Dal 1° ottobre 2020 avrà inizio la fase transitoria di passaggio dal PIN INPS in favore del Sistema Pubblico di Identità Digitale (SPID). 

L’INPS procederà al passaggio dal PIN allo SPID in considerazione del diritto dei cittadini alla semplificazione nel rapporto con la Pubblica Amministrazione e per dar seguito alle politiche nazionali di digitalizzazione aperte ormai agli sviluppi europei.

Lo SPID, infatti, consente agli utenti di interagire con l’Istituto, con l’intero sistema pubblico e con i soggetti privati aderenti.

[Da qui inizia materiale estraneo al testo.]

PR #882, opened 2026-06-20
Measure client ping at true packet arrival time (#877)

### LINKED ISSUE #877: [feedback] In-game ping seems inaccurate
the server browser ping times fluctuate wildly between refreshes and in-game ping displayed on the scoreboard always appears at least 20ms higher for me compared to directly pinging the server outside the game

Eclipse1982:
## Summary

In-game ping was consistently reported ~20 ms higher than an external `ping` to the same server, and both the scoreboard and server-browser values jittered. The root cause is that a dedicated server serviced its UDP socket only on 40 Hz simulation-frame boundaries: a client's acknowledgement could sit in the kernel receive buffer for most of a 25 ms tick before being timestamped, so every round-trip sample was quantized to (and inflated by) the frame interval.

Fixes #877

## Changes

- **Server:** while idling out the remainder of the frame interval, a dedicated server now blocks on the socket (`Net_Sleep`) instead of `SDL_Delay`, stamping and reading each datagram at its true arrival time. This yields millisecond-resolution latency samples and also lets the server answer connectionless queries (e.g. server-browser pings) without frame-boundary latency. Movement is command-driven and already processed on receipt, so only wall-clock timing shifts — not the deterministic simulation.
- **Scoreboard:** report the most recently measured round-trip, so the displayed ping tracks live latency without smoothing lag.
- **Server browser:** exponentially smooth the per-request ping across refreshes so the listed value converges instead of bouncing on each one-shot status reply.

## Testing

- [x] Tested in-game on Linux dedicated (x86_64) + Windows client, over a real internet path

Live A/B against a real server (client ICMP baseline ~21.5 ms):

| Build | Scoreboard ping |
|-------|-----------------|
| Current `main` (frame-quantized) | **42 ms** (≈ ICMP + 20) |
| This PR | **~21 ms**, tracking the true RTT |

## Notes

- `make check` is blocked by the pre-existing `check_master` link failure (`undefined reference to Net_HttpPostAsync`) on `main`, unrelated to this change; the only compiler warnings in a full build are pre-existing unused-variable warnings in `src/tests/check_mem.c`. The engine and all changed files compile warning-free.
- The poll-on-socket change is gated to dedicated servers; listen servers already spin the main loop at render rate and were never frame-quantized.
- The server-browser change is client-side and was verified by build + logic review (the live in-game verification covered the server-side scoreboard path).

### DIFF
--- a/src/client/cl_server.c
+++ b/src/client/cl_server.c
@@ -129,7 +129,17 @@ void Cl_ParseServerInfo(void) {
       line = end ? end + 1 : NULL;
     }
 
-    server->ping = Clampf(quetoo.ticks - server->ping_time, 1u, 999u);
+    const int32_t sample = Clampf(quetoo.ticks - server->ping_time, 1u, 999u);
+
+    // smooth across refreshes so the displayed ping converges instead of
+    // bouncing on each request's frame-quantized round-trip
+    if (server->ping_smoothed <= 0) {
+      server->ping_smoothed = sample;
+    } else {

In base al Regolamento eIDAS, l’identità digitale SPID (con credenziali di livello 2 o 3) può essere usata per l’accesso ai servizi in rete delle Pubbliche Amministrazioni dell’Unione europea.

Le informazioni essenziali sulla fase di transizione sono disponibili anche nel poster (PDF 3MB) e nel volantino (PDF 2MB) ufficiali della campagna di transizione da PIN a SPID.

Grazie ai livelli di autenticazione SPID, l’Istituto potrà abilitare nuovi servizi che richiedono una maggiore affidabilità nella fase di riconoscimento dell’utente (firme digitali, pagamenti, ecc.). 

Restano valide la Carta d’identità elettronica e la Carta nazionale dei servizi. 

Dal 1° ottobre 2020, pertanto, l’INPS non rilascerà più PIN come credenziale di accesso ai servizi dell’Istituto.

I PIN in possesso degli utenti conserveranno la loro validità e potranno essere rinnovati alla naturale scadenza fino alla conclusione della fase transitoria.

Il PIN dispositivo sarà mantenuto per gli utenti che non possono avere accesso alle credenziali SPID, come i minori di diciotto anni o i soggetti extracomunitari, e per i soli servizi loro dedicati.